PR #479, opened 2020-06-15
fix: 44550 Group AddMember member not displayed in dropdown bug fixed

romesh87:
https://atera.tpondemand.com/entity/44550-fe-group-add-member-greater-member
bug fixed

### DIFF
--- a/src/components/Picker/Picker.tsx
+++ b/src/components/Picker/Picker.tsx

## TASK TO COMPLETE
Nothing in the records may be dropped; reproduce them exactly.

## TASK OUTPUT
PR #479, opened 2020-06-15
fix: 44550 Group AddMember member not displayed in dropdown bug fixed

romesh87:
https://atera.tpondemand.com/entity/44550-fe-group-add-member-greater-member
bug fixed

### DIFF
--- a/src/components/Picker/Picker.tsx
+++ b/src/components/Picker/Picker.tsx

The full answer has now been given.